Travel Blog: Stuart, Florida Near-Beach Fishing Bonanza

News & Tips: Travel Blog: Stuart, Florida Near-Beach Fishing Bonanza...

StuartFloridaNearBeachBonanza blogIt had now reached the season where Florida's cold fronts were more wind direction "around-the-clock" changes without any deeply meaningful temperature drops. But that very span from late winter into early spring can still generate the kinds of high winds capable of cancelling the best-planned forays into marine waters. And those were the conditions that Miami Herald outdoor writer Sue Cocking, friend Don Eichin, and I were hoping to avoid as we planned to sample the near-beach fishing from Stuart to Jupiter, Florida.

 

So we contacted top guide Captain Butch Constable and kept our fingers crossed for either west winds or light winds that would make such a foray possible. We also looked forward to returning to fish out of Butch's 29-foot Twin Vee catamaran. This vessel is not just incredibly stable but had the all-around roominess to make casting lures or flies a simple carefree tactic.
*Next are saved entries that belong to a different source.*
PR #13385, opened 2026-08-06
fix: show error message for rate limit. Have a default

### LINKED ISSUE #7343: Show a proper error message when rate limit is being hit
Currently the application fails when rate limit is being hit, with sometimes just giving a generic error message or a confusing red box like here in login 
image

## Tech tasks
- [ ] Create a generic error handler in frontend when Apollo throws a [RATE_LIMIT_ERROR ](https://github.com/opencrvs/opencrvs-core/blob/a7ccb11f372bb2014bf382971553169b130ed7a2/packages/gateway/src/rate-limit.ts#L27) and show a proper error toast.

makelicious:
## Description
- Use semantic HTTP error for rate limiting
- Show rate limit message error in login
- Create default message

error-429-login

### DIFF
--- a/packages/countryconfig-template/src/translations/login.csv
+++ b/packages/countryconfig-template/src/translations/login.csv
@@ -10,6 +10,7 @@ error.errorPhoneNumberNotFound,Error message for phone number not found,Phone nu
 error.networkError,The error that appears when there is no internet connection,Unable to connect to server,Impossible de se connecter au serveur
 error.required.password,New password required,Invalid password,Le nouveau mot de passe n'est pas valide
 label.error,Generic error message for invalid form nput,Invalid input,Entrée invalide
+login.somethingWentWrong,Error toast message for general errors,Something went wrong. Please try again,Une erreur s'est produite. Veuillez réessayer
 login.clearForm,,Clear form,Effacer le formulaire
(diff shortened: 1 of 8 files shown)


packages/testland/src/translations/login.csv
jamil314, line 1: do we need the translation for "login.tooManyLoginAttemptError"?

packages/countryconfig-template/src/translations/login.csv
jamil314, line 1: do we need the translation for "login.tooManyLoginAttemptError"?

jamil314 (approved):

packages/testland/src/translations/login.csv
makelicious: https://github.com/opencrvs/opencrvs-core/blob/ebc8258892194c8e5bfea18916d3fae705238f70/packages/countryconfig-template/src/translations/login.csv#L40

we already had it! I was confused too when looking at the diff since I thought I added it 😅

packages/countryconfig-template/src/translations/login.csv
makelicious: https://github.com/opencrvs/opencrvs-core/blob/ebc8258892194c8e5bfea18916d3fae705238f70/packages/testland/src/translations/login.csv#L40
we 
already had it! I was confused too when looking at the diff since I thought I added it 😅

PR #13388, opened 2026-08-06
Record tab: select which version of the record to view

### LINKED ISSUE #11981: Event record version select

jpye-finch:
Closes #11981. Bottom of the stack — targets `develop`. Followed by #13395 → #13396 → #13463.

## What this adds

Screenshot 2026-08-06 at 18 52 10

The Record tab shows one version of the record at a time, and this adds the control that chooses which — headed by the tab's own name, matching Summary, Documents and Audit.

A record holds up to three legally distinct forms, each with one or more versions:

| Form | Opened by | Further versions from |
|---|---|---|
| Notification | `NOTIFY` | `EDIT`, while still notified |
| Declaration | `DECLARE` | `EDIT`, until registered |
| Registration | `REGISTER` | `APPROVE_CORRECTION` |

An action belongs to whichever form was open when it happened, so no special casing is needed: everything before `DECLARE` is the notification, everything from `DECLARE` until `REGISTER` the declaration, everything after the registration.

**`EDIT` is not a version.** Editing emits an `EDIT` immediately followed by a fresh `DECLARE`; counting both would show two versions for one edit. The `DECLARE` is the version, the `EDIT` is how it was reached.

## A version is a fold over a prefix

The declaration is already a fold over accepted actions, so a snapshot is that same fold over a chronological prefix — `getEventStateAtVersion` in `packages/commons`.

One wrinkle worth knowing about: **`CREATE` is not guaranteed to hold the earliest timestamp**, because the client that drafts an event and the server that records what follows keep different clocks. A prefix taken by time can miss it, and `getCurrentEventState` refuses an event with no creation action — which surfaced as the whole tab falling to an error boundary. The creation action is restored to the prefix when the timestamps put it late; it carries an empty declaration, so it changes nothing else.

## Reading a version, not working on one

Two behaviours follow from the tab showing *a* version rather than *the* record. Both are scoped to the Record tab; the declare, edit, correct, print and dedup flows are untouched.

### Validation is reported only on the version being worked on

`Review` gains `showValidationErrors`, defaulting to `true`; the Record tab passes `isLatest`.

A validation message tells the reader to go and fill something in, so it belongs where they can. On a superseded version there is nothing to act on, and the version would be judged against whatever validation says today rather than what it said when it was captured.

The latest version keeps its errors, so a registrar looking at a declaration missing a mandatory field still sees **why** `Register` is disabled — that they need to edit and complete it first.

### A notification shows only the fields it captured

A notification is configured by hiding questions from a role that holds only `record.notify`. It is partial by design, so every mandatory field its sender was never asked would otherwise render as `Required` — reading as a deficient declaration rather than a complete notification.

On a notification version the tab renders only fields that hold a value, and drops any page left empty. The conditionals that produced the notification cannot simply be replayed, because they evaluate against the **viewing** user: a registrar opening a notification carries different scopes than the notifier who filled it.

## The version select

A `DropdownMenu` whose menu is grouped by legal form, with a description and provenance per row, and expandable where a form holds several versions.

Its trigger is new: `DropdownMenu.SelectTrigger`, a control that looks like a `Select` rather than a button. Every trigger in v4 was a `Button`, so a menu that *chooses what you are looking at* looked identical to one that *fires an action*. The control's tokens — fill, border, radius, focus ring — move to `Select/control.styles.ts` so the trigger and the form field cannot drift apart.

This is the first slice of #13485, and deliberately adds no `ButtonType`, so it does not enlarge the `variant`/`color` migration in #13472.


rikukissa (approved):

rikukissa:
Works very well :) Our data model is really showing its strengths in this feature

PR #13390, opened 2026-08-06
Use Content as the only container for reviews

jpye-finch:
Stacked on #13388 — review that first. Retarget to `ocrvs-10825` once it merges.

## What this does

Every review sits in the design-system `Content` rather than a hand-rolled card. A screen that needs a different heading or a header action passes `content`; otherwise the declaration's own title is used.

Removes `ReviewHeader` and the `Card`, `HeaderContainer`, `HeaderContent`, `TitleContainer` and `SubjectContainer` styles, along with `FormData` and `ReviewContainter` — the latter was `padding: 0` at both breakpoints.

## Needs a design pass

**This changes the look of five flows** — declare, edit, correct, print-certificate and dedup. They lose the country logo and the `GOVERNMENT` eyebrow in favour of a plain `Content` title. That is the intent of the change, but it is a visual change to screens this feature does not otherwise touch, so it wants eyes before merging.

## Open question

`Content` pads its header but not its body, so the form currently supplies its own padding and the read-only Record tab goes without. Arguably `Content.Body` should own that padding instead — that would touch every `Content` consumer, so it is deliberately not in this PR.

## Testing

- `packages/client` — 326 pass
- typecheck clean

### DIFF
--- a/packages/client/src/v2-events/features/events/components/Review.tsx
+++ b/packages/client/src/v2-events/features/events/components/Review.tsx
@@ -12,9 +12,7 @@
 
 import React, { useState } from 'react'
 import { defineMessages, MessageDescriptor, useIntl } from 'react-intl'
-import { useSelector } from 'react-redux'
 import styled from 'styled-components'
-import { CountryLogo } from '@opencrvs/components/lib/icons'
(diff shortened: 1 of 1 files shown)


jpye-finch:
Duplicate of #13389, which targets develop. Continuing there.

In addition, Butch had a flying bridge (tower) installed on his Twin Vee to make spotting gamefish as effective as possible.

 

We met at the appointed day at Black Pearl Marina in Tequesta, Florida, where Butch keeps his vessel. Mother Nature had smiled on us that morning. Though the air was a bit chilly, only a slight breeze was coming off the landmass to the ocean.

 

Before we headed out Jupiter Inlet, Butch took some time to net glass minnows as live chum for mackerel, bluefish and perhaps small kingfish. Heading out the inlet with a full livewell over a mild groundswell was reassuring and exciting at the same time. On our way north, we passed a huge stretch of beachfront where blacktip sharks were leaping seemingly every few seconds. Though this was a tantalizing sight, we passed by them in favor of smaller gamesters that would allow us manageable triple hookups.

 

Though we saw a few birds diving en route, Butch decided to go straight to Stuart in an area called Peck's Lake where the mackerel put on a seasonal feeding frenzy. Once we got there, Butch immediately got the mackerel fired up with live chum. The fishing was high pandemonium as we fired our casts around the diving birds and into the mackerel boils. I used a baitcasting outfit and artificial lures like SPRO bucktails and Clarkspoons. Triple hookups were common and in an hour we were exhausted.

 

We were ready for other species, so Butch turned his vessel south and we searched the beaches close to shore. In a half hour of catching jacks and ladyfish where birds were diving, Butch spotted a school of bluefish on the surface straight off his bow. I quickly changed my lure to a Yo-Zuri popper and fired into their midst with an immediate hookup.

 

After the three of us caught about a dozen blues, Butch announced we'd try for some pompano for what I call a "beach slam."

 

He moved us a few hundred yards to an area outside the waves that intersected with a water color change. We changed to spinning rods rigged with yellow or orange Doc's Goofy jigs. We had to slow down the lures right to the bottom to bounce in order to attract the pompano. In about twenty minutes, I struck silver and reeled in a nice 3-pound specimen.

 

We spent the remaining hour looking for cobia schools, but the water was a bit too turbid to see them anywhere but on the surface of the water column. It was a wonderful day with Butch and we all vowed to fish together again soon.